This thread is hilarious.  UGA fans beating their chest about an avatar bet against Notre Dame which everyone hates and on top of that, ND is a 10 point underdog.  Yall must still be seriously hurting.  Makes me kind of feel bad for yall dwags.


----------



## Jay Hughes (Dec 11, 2012)

Nitram4891 said:


> This thread is hilarious.  UGA fans beating their chest about an avatar bet against Notre Dame which everyone hates and on top of that, ND is a 10 point underdog.  Yall must still be seriously hurting.  Makes me kind of feel bad for yall dwags.



It could definitely be worse for the Dawg fans. They could be Tech fans. Now that would be bad.


----------



## Nitram4891 (Dec 11, 2012)

Jay Hughes said:


> It could definitely be worse for the Dawg fans. They could be Tech fans. Now that would be bad.



Football season has been over for a while for us, I'm doing just fine   Been spending plenty of time in the woods and enjoying a positive start to our basketball season.  I guess maybe I just don't care as much as some on here.


----------



## KyDawg (Dec 11, 2012)

Nitram4891 said:


> Football season has been over for a while for us, I'm doing just fine   Been spending plenty of time in the woods and enjoying a positive start to our basketball season.  I guess maybe I just don't care as much as some on here.



You could have fooled me.


----------



## Jay Hughes (Dec 11, 2012)

Nitram4891 said:


> Football season has been over for a while for us, I'm doing just fine   Been spending plenty of time in the woods and enjoying a positive start to our basketball season.  I guess maybe I just don't care as much as some on here.

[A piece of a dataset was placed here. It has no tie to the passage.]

PR #13678, opened 2025-06-23
Make the critical level an enum

nobu:


ioquatix:
@nobu are you working on fixing stack overflow issues that we talked about at RubyKaigi?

Sounds like there are some perks to being a Tech fan. You get to focus on more than just football.


----------



## Nitram4891 (Dec 11, 2012)

I hope Bama hangs 40 on them in the first half and hopefully 60+ in the second.


----------



## Jay Hughes (Dec 11, 2012)

Nitram4891 said:


> I hope Bama hangs 40 on them in the first half and hopefully 60+ in the second.


----------



## Bitteroot (Dec 11, 2012)

Nitram4891 said:


> This thread is hilarious.  UGA fans beating their chest about an avatar bet against Notre Dame which everyone hates and on top of that, ND is a 10 point underdog.  Yall must still be seriously hurting.  Makes me kind of feel bad for yall dwags.

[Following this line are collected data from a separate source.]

PR #13680, opened 2025-06-23
[Bug #21449] Fix Set#divide{|a,b|} using Union-find structure

tompng:
Implement `Set#divide` by union-find structure with path compression.
https://en.wikipedia.org/wiki/Disjoint-set_data_structure
Since `divide{|a,b|}` calls the given block `n**2` times in the worst case, there is no need to implement union-by-rank or union-by-size optimization.

### DIFF
--- a/set.c
+++ b/set.c
@@ -843,66 +843,68 @@ set_i_classify(VALUE set)
     return args[0];
 }
 
-struct set_divide_args {
-    VALUE self;
-    VALUE set_class;
-    VALUE final_set;
-    VALUE hash;
-    VALUE current_set;
-    VALUE current_item;
-    unsigned long ni;
-    unsigned long nj;
-};
-
-static VALUE
-set_divide_block0(RB_BLOCK_CALL_FUNC_ARGLIST(j, arg))
+// Union-find with path compression
+static long
+set_divide_union_find_root(VALUE uf_parents, long index, VALUE tmp_array)
 {
-    struct set_divide_args *args = (struct set_divide_args *)arg;
-    if (args->nj > args->ni) {
-        VALUE i = args->current_item;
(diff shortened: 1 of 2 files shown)


set.c
```diff
@@ -843,66 +843,68 @@ set_i_classify(VALUE set)
...
+    VALUE uf_parents = rb_ary_new_capa(size);
+    for (long i = 0; i < size; i++) {
+        rb_ary_store(uf_parents, i, LONG2FIX(i));
+    }
+    for (long i = 0; i < size - 1; i++) {
+        VALUE item1 = RARRAY_AREF(items, i);
+        for (long j = i + 1; j < size; j++) {
+            VALUE item2 = RARRAY_AREF(items, j);
+            if (RTEST(rb_yield_values(2, item1, item2)) &&
+                RTEST(rb_yield_values(2, item2, item1))) {
```
jeremyevans, line 891: This is probably vulnerable to the same type of bug as https://bugs.ruby-lang.org/issues/21306, since the block could get access to the items array and shrink it while you are iterating.

jeremyevans (commented):
Thank you for finding and fixing this.

set.c
tompng: `items` is a snapshot of `set_i_to_a(set)`
Since union-find uses index, and `items` is used in the latter part of this function, item needs to be unmodified.

To avoid `items` and other internal arrays to be modified through ObjectSpace, I changed these in 99c5bf4053b5dde8dec7dc97d2960802617a69da
- Freeze items `rb_ary_freeze(items)` before using it
- Use ALLOCV_N instead of ruby array that stores index.

jeremyevans (approved):
Awesome! Thank you again for fixing this.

Try to keep up Hamlet... my daddy was a Bama man and therefore I am as well....But I am a Dawg Fan first... and a gnat fan dead last... put up or shut up, or find a new thread...


----------



## fairhopebama (Dec 11, 2012)

Bitteroot said:


> Try to keep up Hamlet... my daddy was a Bama man and therefore I am as well....But I am a Dawg Fan first... and a gnat fan dead last... put up or shut up, or find a new thread...



That's going to leave a mark.


----------



## Nitram4891 (Dec 11, 2012)

Bitteroot said:


> Now all we need is for some of the antiSEC crowd to jump on.  It they got the noive......





Bitteroot said:


> Yes.... I suppose they will.....and they should... the enemy of my enemy is my friend.....! -Bitteroot aka- Bitteroot...
> 
> Question is... will the "SEC ain't all that" crowd jump up on this and crow...... or are they a bunch of banty roosters......?





Bitteroot said:


> where's the SEC haters at?  Maybe they've converted....





Bitteroot said:


> Where is Jort jockey by the way? And all the other haters....?





Bitteroot said:


> The anti-Bama and anti- SEC crowd sure is quiet..... Maybe we should send em a PM and make sure they're OK...





Bitteroot said:


>





Bitteroot said:


> I guess the mighty west coast is conceeding the superiority of the SEC....

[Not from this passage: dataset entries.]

PR #13681, opened 2025-06-23
ZJIT: Compile from offset PC for optional args

composerinteralia:
Prior to this commit we hard-coded the starting `insn_idx` to 0. But optional args work by looking up an offset in the iseq's `opt_table` and starting from that offset instead.

We still need a guard to prevent executing with a different offset than we compiled for, but I'll do that in a separate commit.

### DIFF
--- a/zjit/src/cruby.rs
+++ b/zjit/src/cruby.rs
@@ -262,7 +262,7 @@ pub struct ID(pub ::std::os::raw::c_ulong);
 pub type IseqPtr = *const rb_iseq_t;
 
 // Given an ISEQ pointer, convert PC to insn_idx
-pub fn iseq_pc_to_insn_idx(iseq: IseqPtr, pc: *mut VALUE) -> Option<u16> {
+pub fn iseq_pc_to_insn_idx(iseq: IseqPtr, pc: *mut VALUE) -> Option<u32> {
     let pc_zero = unsafe { rb_iseq_pc_at_idx(iseq, 0) };
     unsafe { pc.offset_from(pc_zero) }.try_into().ok()
 }
--- a/test/ruby/test_zjit.rb
+++ b/test/ruby/test_zjit.rb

Nah...that's not a dawg fan riding the coat tails of Bama to an NC game avatar bet while chanting SEC superiority... 

I'm sorry.  I got confused.


----------



## Bitteroot (Dec 11, 2012)

Lets get your facts straight...I am a Dawg fan... I am rooting for Bama as I said in the first post for the reason I stated in my first post... the SEC is superior as I see it and the current record to prove it..IMO.. I can't help it if Tech sucks.....need I go on? 

Again...I don't care who you root for on this bet... If you're for Bama say so...if you're for the Dame say so..... if you want to play the game based on those criteria.... welcome..


----------



## Madsnooker (Dec 12, 2012)

HucK Finn said:


> I was wondering if my resent sparring partner would show up for this.
> 
> I think that you should sport a SEC avy, not just a Bama one.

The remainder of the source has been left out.